Recensioni / Il favoloso mondo di Yona

Ci sono architetti che per raggiungere fama e notorietà hanno costruito decine di edifici. Ad altri, invece, è bastato non costruire nulla. O quasi. È il caso di Yona Friedman, l’architetto più visionario e filosofo che ci sia. Ha costruito giusto un paio di case. Eppure il suo discorso urbano e architettonico è uno dei più importanti del Novecento. I suoi scritti, i suoi disegni un po’ sghembi, le forme e i ritratti che sembrano disegnati da un bambino hanno influenzato più d’una generazione di architetti e di studiosi. Ebreo, ungherese di nascita (1923) e poi nelle fila della resistenza antinazista; nel dopoguerra in Israele; infine francese d’adozione dalla fine degli anni Cinquanta, Friedman rimane uno splendido “fanciullo” che, a ottantotto anni, non smette di provare stupore. Ed è così, stupendosi, che con eleganza e nonchalance è diventato un punto di riferimento teorico. Basterà sfogliare il suo più famoso pamphlet, Utopie realizzabili, ma anche i volumi appena pubblicati Hai un cane? e L’ordine complicato (tutti editi da Quodlibet) per rendersi conto di quanto sia ricca la sua “immaginazione concreta”. Questo il punto: a Friedman interessa poco la “costruzione” nel senso architettonico, poiché c’è un limite entro il quale possiamo edificare il nostro mondo e quel limite, ci dice, l’abbiamo già raggiunto. Piuttosto gli interessa “costruire un’immagine”. Immaginare la realtà: ecco cosa fa Friedman. E nel farlo ripensa l’architettura, come fece negli anni Sessanta coniando il suo concetto più radicale di ville spatiale. Scrive Manuel Orazi nella sua postfazione a L’ordine complicato: «l’ordinamento della città anziché organizzarsi per oggetti giustapposti – gli edifici – deve piuttosto concentrarsi sui soggetti che li determinano, vale a dire gli abitanti».
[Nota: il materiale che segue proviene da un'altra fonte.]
PR #1137, opened 2023-08-16
Upgrade to OCaml 5.0 as default

### LINKED ISSUE #1003: Upgrade to OCaml 5.0.0
Upgrade to OCaml 5.0.0 to support new language features e.g., [shared memory parallelism](https://v2.ocaml.org/releases/5.0/manual/parallelism.html).

List of tasks for goblint/analyzer

- [x] mlgmpodl 1.2.14 -> 1.2.15 (not yet in opam, https://github.com/nberth/mlgmpidl/issues/17)
- [x] ocaml-config 2 -> 3 
- [x] apron v0.9.13 -> latest (https://github.com/ocaml/opam-repository/pull/24090)

List of tasks for goblint/gobview

- [x] jsoo-react.dev -> latest

### LINKED ISSUE #1133: Make setup fails due to "invalid extra arguments" to opam switch create
This happens when one runs make setup:
+ opam switch -y create . --deps-only ocaml-variants.4.14.0+options ocaml-option-flambda --locked
[ERROR] Invalid extra arguments ocaml-variants.4.14.0+options ocaml-option-flambda
gmake: *** [Makefile:4: setup] Error 2

sim642:
Closes #1003.

We can finally do this because mlgmpidl and apron have been released on opam for OCaml 5.0.

### TODO
- [ ] Merge https://github.com/goblint/gobview/pull/26.

### DIFF
--- a/.github/workflows/coverage.yml
+++ b/.github/workflows/coverage.yml
@@ -18,7 +18,7 @@ jobs:
         os:
           - ubuntu-latest
         ocaml-compiler:
-          - ocaml-variants.4.14.0+options,ocaml-option-flambda # matches opam lock file
+          - ocaml-variants.5.0.0+options,ocaml-option-flambda # matches opam lock file
           # don't add any other because they won't be used
 
     runs-on: ${{ matrix.os }}
--- a/.github/workflows/docs.yml
+++ b/.github/workflows/docs.yml
@@ -23,7 +23,7 @@ jobs:
         os:
           - ubuntu-latest
         ocaml-compiler:
-          - ocaml-variants.4.14.0+options,ocaml-option-flambda # matches opam lock file
+          - ocaml-variants.5.0.0+options,ocaml-option-flambda # matches opam lock file
           # don't add any other because they won't be used
 
     runs-on: ${{ matrix.os }}
--- a/.github/workflows/indentation.yml
+++ b/.github/workflows/indentation.yml
@@ -12,7 +12,7 @@ jobs:
         os:
           - ubuntu-latest
         ocaml-compiler:
-          - 4.14.x
+          - 5.0.x
 
     runs-on: ${{ matrix.os }}
 
--- a/.github/workflows/locked.yml
+++ b/.github/workflows/locked.yml
@@ -20,7 +20,7 @@ jobs:
           - ubuntu-latest
           - macos-latest
         ocaml-compiler:
-          - ocaml-variants.4.14.0+options,ocaml-option-flambda # matches opam lock file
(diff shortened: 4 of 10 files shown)


sim642:
I did an sv-benchmarks run comparing OCaml 4.14 with OCaml 5.0 and the results are concerning. We might have to postpone making OCaml 5.0 the default and simply cherry-pick the changes from here to at least make Goblint OCaml 5.0 compatible, even if we don't use it by default.

Memory usage is significantly higher, almost 10× in some cases:
image

CPU time is also affected but that could be simply due to working with more memory:
image

([Full results](https://goblint.cs.ut.ee/results/127-all-fast-ocaml5-after/results/results.2023-09-12_07-54-42.table.html#/))

michael-schwarz:
Should we investigate what the performance is like with OCaml 5.1?

michael-schwarz:
Sounds like 5.2 (released today) also won't fix our problems: https://discuss.ocaml.org/t/ocaml-5-2-0-released/14638

> OCaml 5.2.0 is still a somewhat experimental release compared to the OCaml 4.14 branch. In particular
>-  [...]
> - Ephemeron performances need to be investigated.

FelixKrayer:
Just as a quick note here:
The version of the dependency of `camlidl` will have to be changed to version `1.12`, as the current `camlidl = 1.11` requires `ocaml < 5.0`.

sim642:
All the dependencies in the Goblint lock file are for 4.14 anyway: the lock file also specifies OCaml 4.14. The non-locked dependencies allow appropriate versions to be installed on OCaml 5.0, 5.1 and 5.2.

sim642:
I might have to redo the 4.14 vs 5.x (5.3 now) runs now because a lot seems to have changed (in Goblint). I tried a few worst cases from my previous runs to see if they remain, but couldn't find an example of regression due to OCaml. Rather, some just got faster/slower on OCaml 4.14 even.

Having some significant examples of regression would allow us to open an issue with OCaml. The maintainers are interested in cases where performance regressions from OCaml 5 are holding things back: https://discuss.ocaml.org/t/ocaml-5-3-0-released/15916/4.

DrMichaelPetter:
If it helps, I can set up a regular job on our servers, e.g. comparing runtimes of a sample set. We would need some way of building 4.14 and 5.x in an unsupervised fashion, though.

sim642:
I now opened an issue with OCaml, including an updated benchmark for the current Goblint and OCaml 5.3: https://github.com/ocaml/ocaml/issues/13733. The large blob of 10× memory usage cases seems gone, but performance isn't clearly on par with 4.14 either.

I disegni e le complicate costruzioni ordinate di Friedman (con le quali riempie la sua casa, qui di fianco) hanno attirato l’interesse dell’arte contemporanea. Protagonista a diverse edizioni della Biennale di Venezia e a Documenta di Kassel, è ora in mostra nella sua città natale, Budapest. Un’esposizione organizzata secondo i suoi concetti chiave: vi sono montate installazioni su larga scala che servono da cornice ai disegni, le illustrazioni e le maquettes in mostra. In fondo, è un invito a osservare il mondo con un altro sguardo. Perché, come recita il detto popolare parigino che Friedman mette in esergo al suo L’ordine complicato, «L’umanità è diventata troppo intelligente per riuscire a capire qualcosa del mondo».